About this task: Where the word "opened" occurs in a line of the listing below, copy that line.

▬▬▬

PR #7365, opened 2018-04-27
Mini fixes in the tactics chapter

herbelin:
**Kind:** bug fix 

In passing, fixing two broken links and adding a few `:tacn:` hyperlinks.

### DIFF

▬▬▬

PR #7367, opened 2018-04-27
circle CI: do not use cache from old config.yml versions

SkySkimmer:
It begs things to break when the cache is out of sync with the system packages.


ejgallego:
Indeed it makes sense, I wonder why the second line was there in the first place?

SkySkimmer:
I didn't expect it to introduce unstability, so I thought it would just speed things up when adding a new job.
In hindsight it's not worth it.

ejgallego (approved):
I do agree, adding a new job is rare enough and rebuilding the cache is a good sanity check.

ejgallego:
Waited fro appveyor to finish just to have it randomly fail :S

▬▬▬

Task result:
PR #7365, opened 2018-04-27
PR #7367, opened 2018-04-27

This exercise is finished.